We present a method to synthesize star shaped colloidal gold, also known as star shaped nanoparticles 13-15 or nanostars 16. This method is based on a solution containing silver seeds that are used as the nucleating agent for anisotropic growth of gold colloids 17-22. Scanning electron microscopy (SEM) analysis of the resulting gold colloid showed that 70 % of the nanostructures were nanostars. The other 30 % of the particles were amorphous clusters of decahedra and rhomboids. The absorbance peak of the nanostars was detected to be in the near infrared (840 nm). Thus, our method produces gold nanostars suitable for biomedical applications, particularly for photo-thermal ablation.

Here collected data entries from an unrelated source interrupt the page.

PR #1700, opened 2024-11-25
Set development mode to 'plugin' in the dev environment and allow pages to be optimized when admin is logged-in (when in plugin dev mode)

### LINKED ISSUE #1423: Development mode should be set to 'plugin' in the development environment
WordPress has a [development mode](https://make.wordpress.org/core/2023/07/14/configuring-development-mode-in-6-3/) introduced in WP 6.3 which can be set to `core`, `theme`, `plugin`, or `all`. Wouldn't it make sense if this were set to `plugin` in the development environment? Our plugins could behave differently when in plugin development mode. For example, Optimization Detective could by default do the equivalent of the following, a configuration that makes it easier to test during development:

```php
// By default Optimization Detective doesn't optimize responses for admin users.

// By default new URL metrics are only accepted for a given IP once every 60 seconds.
add_filter( 'od_url_metric_storage_lock_ttl', '__return_zero' );

// By default a URL metric is considered fresh for 1 day.
// Reducing this ensures new URL metrics will be collected.
add_filter( 'od_url_metric_freshness_ttl', '__return_zero' );

// By default 3 URL Metrics are collected for a given breakpoint viewport group.
// Reducing this to 1 means the groups can be considered complete with fewer page loads.
add_filter( 'od_url_metrics_breakpoint_sample_size', function () { return 1; } );
```

For example, the plugin could be patched as follows:

```diff
diff --git a/plugins/optimization-detective/optimization.php b/plugins/optimization-detective/optimization.php
index 442a7a62..eb7a9c3e 100644
--- a/plugins/optimization-detective/optimization.php
+++ b/plugins/optimization-detective/optimization.php
@@ -92,7 +92,7 @@ function od_can_optimize_response(): bool {
 		// interfere with the XPath indices. Note that od_get_normalized_query_vars() is varied by is_user_logged_in()
 		// so membership sites and e-commerce sites will still be able to be optimized for their normal visitors.
 		current_user_can( 'customize' )
-	);
+	) || wp_is_development_mode( 'plugin' );
 
 	/**
 	 * Filters whether the current response can be optimized.
diff --git a/plugins/optimization-detective/storage/class-od-storage-lock.php b/plugins/optimization-detective/storage/class-od-storage-lock.php
index 619a041e..40162a7e 100644
--- a/plugins/optimization-detective/storage/class-od-storage-lock.php
+++ b/plugins/optimization-detective/storage/class-od-storage-lock.php
@@ -43,7 +43,7 @@ final class OD_Storage_Lock {
 		 *
 		 * @param int $ttl TTL.
 		 */
-		$ttl = (int) apply_filters( 'od_url_metric_storage_lock_ttl', MINUTE_IN_SECONDS );
+		$ttl = (int) apply_filters( 'od_url_metric_storage_lock_ttl', wp_is_development_mode( 'plugin' ) ? 0 : MINUTE_IN_SECONDS );
 		return max( 0, $ttl );
 	}
 
diff --git a/plugins/optimization-detective/storage/data.php b/plugins/optimization-detective/storage/data.php
index c3395f96..4bf68b3f 100644
--- a/plugins/optimization-detective/storage/data.php
+++ b/plugins/optimization-detective/storage/data.php
@@ -31,7 +31,7 @@ function od_get_url_metric_freshness_ttl(): int {
 	 *
 	 * @param int $ttl Expiration TTL in seconds. Defaults to 1 day.
 	 */
-	$freshness_ttl = (int) apply_filters( 'od_url_metric_freshness_ttl', DAY_IN_SECONDS );
+	$freshness_ttl = (int) apply_filters( 'od_url_metric_freshness_ttl', wp_is_development_mode( 'plugin' ) ? 0 : DAY_IN_SECONDS );
 
 	if ( $freshness_ttl < 0 ) {
 		_doing_it_wrong(
```

ShyamGadde:
## Summary

Fixes #1423 

- Sets `WP_DEVELOPMENT_MODE` constant to `plugin` in development environment.
- Adds plugin development mode configuration for Optimization Detective.

### DIFF
--- a/plugins/optimization-detective/readme.txt
+++ b/plugins/optimization-detective/readme.txt
@@ -148,7 +148,7 @@ add_filter( 'od_url_metric_freshness_ttl', static function (): int {
 
 Filters the minimum allowed viewport aspect ratio for URL Metrics.
 
-The 0.4 value is intended to accommodate the phone with the greatest known aspect ratio at 21:9 when rotated 90 degrees to 9:21 (0.429). During development you may want to set this to 0 to account Dev Tools likely being open and docked to the right:
+The 0.4 value is intended to accommodate the phone with the greatest known aspect ratio at 21:9 when rotated 90 degrees to 9:21 (0.429). During development when you have the DevTools console open on the right, the viewport aspect ratio will be smaller than normal. In this case, you may want to set this to 0:
 
 `
 <?php
@@ -163,7 +163,7 @@ Filters the maximum allowed viewport aspect ratio for URL Metrics.
 
 The 2.5 value is intended to accommodate the phone with the greatest known aspect ratio at 21:9 (2.333).
 
-During development when you have the DevTools console open on the bottom, for example, the viewport aspect ratio larger than normal. In this case, you may want to increase the maximum aspect ratio:
+During development when you have the DevTools console open on the bottom, for example, the viewport aspect ratio will be larger than normal. In this case, you may want to increase the maximum aspect ratio:
 
 `
 <?php
--- a/plugins/optimization-detective/readme.txt
+++ b/plugins/optimization-detective/readme.txt
@@ -135,7 +135,7 @@ add_filter( 'od_url_metric_freshness_ttl', static function (): int {
 } );
 `
 
-During development, this can be useful to set to zero:
+During development, this can be useful to set to zero so that you don't have to wait for new URL Metrics to be requested when engineering a new optimization:
 
 `
 <?php
--- a/plugins/optimization-detective/readme.txt
+++ b/plugins/optimization-detective/readme.txt
@@ -104,12 +104,12 @@ add_filter( 'od_can_optimize_response', '__return_true' );
 
 **Filter:** `od_url_metrics_breakpoint_sample_size` (default: 3)
 
-Filters the sample size for a breakpoint's URL Metrics on a given URL. The sample size must be greater than zero. In plugin development mode, the default is 1. You can increase the sample size if you want better guarantees that the applied optimizations will be accurate:
+Filters the sample size for a breakpoint's URL Metrics on a given URL. The sample size must be greater than zero. You can increase the sample size if you want better guarantees that the applied optimizations will be accurate. During development, it may be helpful to reduce the sample size to 1:
 
 `
 <?php
 add_filter( 'od_url_metrics_breakpoint_sample_size', function (): int {
-	return 10;
+	return 1;
 } );
 `
 
@@ -126,7 +126,7 @@ add_filter( 'od_metrics_storage_lock_ttl', function ( int $ttl ): int {
 
 **Filter:** `od_url_metric_freshness_ttl` (default: 1 day in seconds)
 
-Filters the freshness age (TTL) for a given URL Metric. The freshness TTL must be at least zero, in which it considers URL Metrics to always be stale. In practice, the value should be at least an hour. In plugin development mode, this is set to zero by default. If your site content does not change frequently, you may want to increase the TTL to a week:
+Filters the freshness age (TTL) for a given URL Metric. The freshness TTL must be at least zero, in which it considers URL Metrics to always be stale. In practice, the value should be at least an hour. If your site content does not change frequently, you may want to increase the TTL to a week:
 
 `
 <?php
@@ -135,17 +135,33 @@ add_filter( 'od_url_metric_freshness_ttl', static function (): int {
 } );
 `
 
+During development, this can be useful to set to zero:
+
+`
+<?php
+add_filter( 'od_url_metric_freshness_ttl', static function (): int {
+    return 0;
+} );
+`
+
 **Filter:** `od_minimum_viewport_aspect_ratio` (default: 0.4)
 
 Filters the minimum allowed viewport aspect ratio for URL Metrics.
 
-The 0.4 value is intended to accommodate the phone with the greatest known aspect ratio at 21:9 when rotated 90 degrees to 9:21 (0.429). When in plugin development mode, the default value is 0; this is to account for Dev Tools likely being open.
+The 0.4 value is intended to accommodate the phone with the greatest known aspect ratio at 21:9 when rotated 90 degrees to 9:21 (0.429). During development you may want to set this to 0 to account Dev Tools likely being open and docked to the right:
+
+`
+<?php
+add_filter( 'od_minimum_viewport_aspect_ratio', static function (): int {
+    return 0;
+} );
+`
 
 **Filter:** `od_maximum_viewport_aspect_ratio` (default: 2.5)
 
 Filters the maximum allowed viewport aspect ratio for URL Metrics.
 
-The 2.5 value is intended to accommodate the phone with the greatest known aspect ratio at 21:9 (2.333). When in plugin development mode, the default value is PHP_INT_MAX; this is to account for Dev Tools likely being open.
+The 2.5 value is intended to accommodate the phone with the greatest known aspect ratio at 21:9 (2.333).
 
 During development when you have the DevTools console open on the bottom, for example, the viewport aspect ratio larger than normal. In this case, you may want to increase the maximum aspect ratio:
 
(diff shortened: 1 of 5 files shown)


felixarntz (changes requested):
+1 to set the development mode to "plugin" in our config. For the Optimization Detective specific tweaks, I am not sure it's a good idea to rely on it in all of these places.

The modified condition for `od_can_optimize_response()` makes sense to me as that makes development a lot easier, and it's not very risky as it's a general on/off switch for almost the entire feature. But adjusting the TTLs and sample sizes I find questionable. These kinds of changes will mean that realistically we'll almost never naturally test this in the way that it actually behave, but only how it behaves with the development mode set to "plugin". Why are those tweaks necessary? And if they are, what is our strategy to mitigate that risk?

westonruter:
> But adjusting the TTLs and sample sizes I find questionable. These kinds of changes will mean that realistically we'll almost never naturally test this in the way that it actually behave, but only how it behaves with the development mode set to "plugin". Why are those tweaks necessary? And if they are, what is our strategy to mitigate that risk?

During development I have a plugin active which does this:

```php
add_filter( 'od_url_metric_storage_lock_ttl', '__return_zero' );
add_filter( 'od_url_metric_freshness_ttl', '__return_zero' );
add_filter( 'od_url_metrics_breakpoint_sample_size', function () { return 1; } );
add_filter( 'od_maximum_viewport_aspect_ratio', function () { return PHP_INT_MAX; } );
add_filter( 'od_minimum_viewport_aspect_ratio', function () { return 0; } );
```

With the changes in this PR, such a plugin won't be necessary anymore to start development. These tweaks do a few key things to facilitate development:

1. `od_url_metric_storage_lock_ttl`: Allows a user to submit a new URL Metric to be stored with every page load.
2. `od_url_metric_freshness_ttl`: Makes it so that URL Metrics are always considered stale so that new ones are accepted.
3. `od_url_metrics_breakpoint_sample_size`: Reduces the number of URL Metrics from the sample size of 3 to be considered "complete". Some optimizations only start applying once the gathered URL Metrics all concur that a given element is LCP, so by reducing this from 3 to 1 then fewer reloads are needed to flush out stale URL Metrics to start seeing the expected optimizations apply from the most recent page load.
4. `od_can_optimize_response`: Already discussed above.
5. `od_maximum_viewport_aspect_ratio`/`od_minimum_viewport_aspect_ratio`: Disabling these ensures that metrics will be collected when, for example, Dev Tools is open and the window aspect ratio is not normal.

felixarntz:
@westonruter This only answers my first question, not the primary concern I'm raising. Makes sense that you may use a utility plugin like this for development, and I think for this kind of tweak that's actually better. This means at least that not everyone contributing to OD will get that experience by default, so we'll get some usage of the way this plugin behaves in production.

I don't think the benefit of not needing such a helper plugin outweigh the risks of not running the code in the way it should usually behave out of the box.

westonruter:
@felixarntz Well, then I guess what's the point of plugin development mode if enabling it doesn't get you what you need to start developing? So there's actually two levels of development mode essentially? A shallow development mode and a deep development mode?

felixarntz:
@westonruter 
> Well, then I guess what's the point of plugin development mode if enabling it doesn't get you what you need to start developing? So there's actually two levels of development mode essentially? A shallow development mode and a deep development mode?

I think it's more nuanced, yes. Any of the changes currently in this PR could be implemented as dependent on the development mode config, but tweaking production behavior for development comes with the aforementioned risk, so I think this should be used very selectively.

Examples where I think development mode makes sense:
* Enabling logic to run in a condition where it would otherwise almost never run in development (e.g. the `od_can_optimize_response()` example here, or the Site Kit plugin not printing any Analytics tags when an admin is logged in)
* Skipping various caches to avoid having to always clear caches when debugging

Both of these are more or less on/off switches, but they don't tweak any more granular logic outcomes. There is definitely a fine line between the developer convenience and the risk of running a too altered version of the plugin in development mode, so it makes sense to discuss specific cases. But per the above, here I think tweaking numbers like TTL and sample sizes may go a bit too far.

westonruter:
@felixarntz OK, makes sense. Undone in 6da3ddc.

plugins/optimization-detective/readme.txt
```diff
@@ -125,30 +126,48 @@ add_filter( 'od_metrics_storage_lock_ttl', function ( int $ttl ): int {
...
 
 The 2.5 value is intended to accommodate the phone with the greatest known aspect ratio at 21:9 (2.333).
 
-During development when you have the DevTools console open, for example, the viewport aspect ratio will be wider than normal. In this case, you may want to increase the maximum aspect ratio:
+During development when you have the DevTools console open on the bottom, for example, the viewport aspect ratio larger than normal. In this case, you may want to increase the maximum aspect ratio:
 
 `
 <?php
-add_filter( 'od_maximum_viewport_aspect_ratio', function () {
+add_filter( 'od_maximum_viewport_aspect_ratio', function (): int {
```
mukeshpanchal27:
```suggestion
add_filter( 'od_maximum_viewport_aspect_ratio', static function (): int {
```

plugins/optimization-detective/readme.txt
```diff
@@ -125,30 +126,48 @@ add_filter( 'od_metrics_storage_lock_ttl', function ( int $ttl ): int {
...
 
 `
 <?php
-add_filter( 'od_url_metric_freshness_ttl', '__return_zero' );
+add_filter( 'od_url_metric_freshness_ttl', static function (): int {
+    return WEEK_IN_SECONDS;
+} );
+`
+
+During development, this can be useful to set to zero:
```
felixarntz: Maybe add a brief sentence explanation on why that can be helpful?

plugins/optimization-detective/readme.txt
```diff
@@ -125,30 +126,48 @@ add_filter( 'od_metrics_storage_lock_ttl', function ( int $ttl ): int {
...
+    return 0;
+} );
 `
 
 **Filter:** `od_minimum_viewport_aspect_ratio` (default: 0.4)
 
 Filters the minimum allowed viewport aspect ratio for URL Metrics.
 
-The 0.4 value is intended to accommodate the phone with the greatest known aspect ratio at 21:9 when rotated 90 degrees to 9:21 (0.429).
+The 0.4 value is intended to accommodate the phone with the greatest known aspect ratio at 21:9 when rotated 90 degrees to 9:21 (0.429). During development you may want to set this to 0 to account Dev Tools likely being open and docked to the right:
```
felixarntz: Better use the phrasing like below, since we shouldn't assume people "likely" have it docked to the right:
```suggestion
The 0.4 value is intended to accommodate the phone with the greatest known aspect ratio at 21:9 when rotated 90 degrees to 9:21 (0.429). During development when you have the DevTools console open on the right, the viewport aspect ratio will be smaller than normal. In this case, you may want to set this to 0:
```

plugins/optimization-detective/readme.txt
```diff
@@ -125,30 +126,48 @@ add_filter( 'od_metrics_storage_lock_ttl', function ( int $ttl ): int {
...
+`
 
 **Filter:** `od_maximum_viewport_aspect_ratio` (default: 2.5)
 
 Filters the maximum allowed viewport aspect ratio for URL Metrics.
 
 The 2.5 value is intended to accommodate the phone with the greatest known aspect ratio at 21:9 (2.333).
 
-During development when you have the DevTools console open, for example, the viewport aspect ratio will be wider than normal. In this case, you may want to increase the maximum aspect ratio:
+During development when you have the DevTools console open on the bottom, for example, the viewport aspect ratio larger than normal. In this case, you may want to increase the maximum aspect ratio:
```
felixarntz: Missing part of the sentence:
```suggestion
During development when you have the DevTools console open on the bottom, for example, the viewport aspect ratio will be larger than normal. In this case, you may want to increase the maximum aspect ratio:
```

felixarntz (approved):
@ShyamGadde @westonruter Thanks for the updates, looks great!

Just a few documentation notes that I think should be revised.

plugins/optimization-detective/readme.txt
westonruter:
```suggestion
During development, this can be useful to set to zero so that you don't have to wait for new URL Metrics to be requested when engineering a new optimization:
```

PR #1480, opened 2021-05-20
chore: address autorefresh feedback

### LINKED ISSUE #1452: Dashboard Auto Refresh - Implement UX/UI Feedback
Addresses: https://github.com/influxdata/ui/issues/1413

After putting out the dashboard auto refresh feature in tools, we received some great feedback and commentary from some users, as well as from @barbaranelson. This, coupled with design's ideas about optional implementation, will require a few changes to the appearance of the feature. We will track those here. 

- as a user, i would like auto refresh to pause if the dashboard page is not visible on the screen (hidden tab, window covered, browser minimized).
- as a user, i would like to view the current auto refresh settings when auto refresh is enabled.
- as a user, i would like to edit the current auto refresh settings when auto refresh is enabled.
- as a user, i would like the ability to manually refresh if needed while auto refresh is enabled.
- as a user, i would like more granular options for inactivity timeout.
- as a user, i would like more options for auto-refresh rates
- as a user, i would like to view the entire end time in the modal
- as a user, i would like the refresh frequency to default to 1m when the modal is opened.

Once these are addressed, this feature should be ready to go in Production, as long as no other issues are discovered.

ShmuelLotman:
Closes #1452 

After putting out the dashboard auto refresh feature in tools, we received some great feedback and commentary from some users, as well as from @barbaranelson. This, coupled with design's ideas about optional implementation, will require a few changes to the appearance of the feature. We will track those here.

as a user, i would like auto refresh to pause if the dashboard page is not visible on the screen (hidden tab, window covered, browser minimized).
as a user, i would like to view the current auto refresh settings when auto refresh is enabled.
as a user, i would like to edit the current auto refresh settings when auto refresh is enabled.
as a user, i would like the ability to manually refresh if needed while auto refresh is enabled.
as a user, i would like more options for auto-refresh rates
as a user, i would like to view the entire end time in the modal
as a user, i would like the refresh frequency to default to 1m when the modal is opened.
Once these are addressed, this feature should be ready to go in Production, as long as no other issues are discovered.


src/client/annotationdRoutes.ts
```diff
@@ -0,0 +1,739 @@
+// This file is generated by [oats][0] and should not be edited by hand.
```
drdelambre, line 1: add this file to the .gitignore and remove it

src/dashboards/components/AutoRefresh.scss
```diff
@@ -55,9 +55,20 @@
...
 }
 
 .refresh-form-timerange-toggle {
   margin: 0px $cf-marg-b;
 }
+
+.refresh-input {
+  width: 100px;
+  input {
+    border-radius: 0px 5px 5px 0px;
```
drdelambre, line 68: use the clockface cf-radius or whatever it is

ui-ci-bot-influx:
Metric | Score | Level
seo | 90 | :green_circle:
pwa | null | :hankey:


[Compare your scores with master branch](https://influxdb.aws.influxdata.io/orgs/844910ece80be8bc/dashboards/073c4b95f1089000?lower=now%28%29%20-%202d&vars%5Blighthouse_score_branch%5D=1480)

src/dashboards/components/AutoRefresh.scss
Asalem1: ^

src/dashboards/components/AutoRefreshInput.tsx
```diff
@@ -0,0 +1,100 @@
...
+  const dispatch = useDispatch()
+  const currentDashboardId = useSelector(getCurrentDashboardId)
+
+  const autoRefresh = useSelector(getAutoRefreshForDashboard)
+  const handleChooseAutoRefresh = (selection: string) => {
+    if (selection === 'None') {
+      dispatch(resetDashboardAutoRefresh(currentDashboardId))
+      return
+    }
+    const unit = selection[selection.length - 1]
```
Asalem1, line 47: I have no doubt this work, but it's a little confusing for me since it's making me think that `selection` is an `object` or an `array` based on the method used. 

nit: `string.charAt(selection.length - 1)`

src/dashboards/components/AutoRefreshInput.tsx
```diff
@@ -0,0 +1,100 @@
...
+    } else if (unit === 'm') {
+      multiplier = 60
+    } else if (unit === 'h') {
+      multiplier = 3600
+    }
+
+    const calculatedMilliseconds =
+      Number(selection.slice(0, selection.length - 1)) * multiplier * 1000
+
+    if (unit === 's' || unit === 'm' || unit === 'h') {
```
Asalem1, line 60: based on these conditions, it seems like we're expecting the `unit` to be `s`, `m`, or `h` otherwise `multiplier` would be undefined. My question is:

- will unit ever be anything other than `s` `m` or `h`?
- if it won't be, do we still need this check here?
- if it will be, couldn't we just check to see if `typeof multiplier === 'undefined'`?

src/dashboards/components/AutoRefreshInput.tsx
```diff
@@ -0,0 +1,100 @@
...
+        onSubmit={handleChooseAutoRefresh}
+        suggestions={SUGGESTIONS}
+        customClass="refresh-input"
+        validFunction={isValidInput}
+        dividerText="Customize"
+        dividerOnClick={() => {
+          dispatch(
+            showOverlay('toggle-auto-refresh', null, () =>
+              dispatch(dismissOverlay())
+            )
```
Asalem1, line 91: I don't have a good mental model right now of what's happening so sorry if I'm misunderstanding this, but it seems like at this point, the user has opened the overlay right? Why can't we just close it by dispatching the `dismissOverlay`?

src/shared/components/dropdown_auto_refresh/AutoRefreshDropdown.tsx
```diff
@@ -22,172 +22,142 @@ import {AutoRefresh, AutoRefreshStatus} from 'src/types'
...
 
-@ErrorHandling
-export default class AutoRefreshDropdown extends Component<Props> {
-  public static defaultProps = {
-    showAutoRefresh: true,
-    selected: {
-      interval: 0,
-      status: 'paused',
-    },
+const AutoRefreshDropdown: FC<Props> = ({
```
Asalem1, line 34: do we not want to keep error handling?

src/shared/components/dropdown_auto_refresh/AutoRefreshDropdown.tsx
```diff
@@ -22,172 +22,142 @@ import {AutoRefresh, AutoRefreshStatus} from 'src/types'
...
-                    selected={option.id === this.selectedOptionID}
-                    onClick={this.handleDropdownChange}
-                  >
-                    {option.label}
-                  </Dropdown.Item>
-                )
-              })}
-            </Dropdown.Menu>
-          )}
+      <div className={setClassName()}>
```
Asalem1, line 66: why not just inject the logic inline here, or declare a constant up above that does the same thing rather than calling a function? Derived state rather than an output of a function

src/dashboards/components/AutoRefreshInput.tsx
ShmuelLotman: if the multiplier is undefined, we dont want to submit, so its just a check to make sure we are using the right units. The only units we want to currently allow are seconds, minutes, or hours

src/dashboards/components/AutoRefreshInput.tsx
ShmuelLotman: this is just the function passed through as the "onClose" handler, and follows a pattern we use elsewhere

src/dashboards/components/AutoRefreshInput.tsx
Asalem1: gotcha. Might be clearer to say if the multiplier is undefined, return? Either way is good

src/dashboards/components/AutoRefreshInput.tsx
```diff
@@ -0,0 +1,100 @@
...
+    if (unit === 's') {
+      multiplier = 1
+    } else if (unit === 'm') {
+      multiplier = 60
+    } else if (unit === 'h') {
+      multiplier = 3600
+    }
+
+    const calculatedMilliseconds =
+      Number(selection.slice(0, selection.length - 1)) * multiplier * 1000
```
Asalem1, line 58: what if the `multiplier` is undefined

ShmuelLotman: Great catch, thanks, that should be inside of the if

ShmuelLotman: that would be fine if the only thing we needed to know is that its defined, but its not - we also need to know that it is one of the three units i listed

Asalem1 (approved):

Asalem1 (approved):
Quick question - OSS has the autorefresh functionality in the data explorer, can we validate that this:

1. Doesn't appear in Cloud on the data explorer when the feature is enabled
2. Doesn't mess with OSS's autorefresh in the data explorer?

ShmuelLotman:
@Asalem1 1. it does not, all good on that front
2. Can confirm, does not mess w/ OSS as far as i can tell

1. Silver seed preparation
- Prepare a stock solution of silver nitrate (AgNO3) by taking an arbitrary mass and mixing it with 10 mL of deionized (DI) water. Calculate molarity of the solution. Keep the solution in a dark place to isolate it from light.
- Add 14.7 mg of sodium citrate tribasic (Na3C6H5O7) to 10 mL of DI water to make a 5 mM solution. Shake the vial until the powder is dissolved.
- Add 15.1 mg of sodium borohydride (NaBH4) to another vial with 10 mL of DI water to make a 40 mM solution. Close the vial immediately. Gently shake the solution by hand and place it in a beaker with ice. Place the beaker in the refrigerator and start a timer (t1 = 0). The freshly made solution will be used in 15 min which is enough time to cool it down.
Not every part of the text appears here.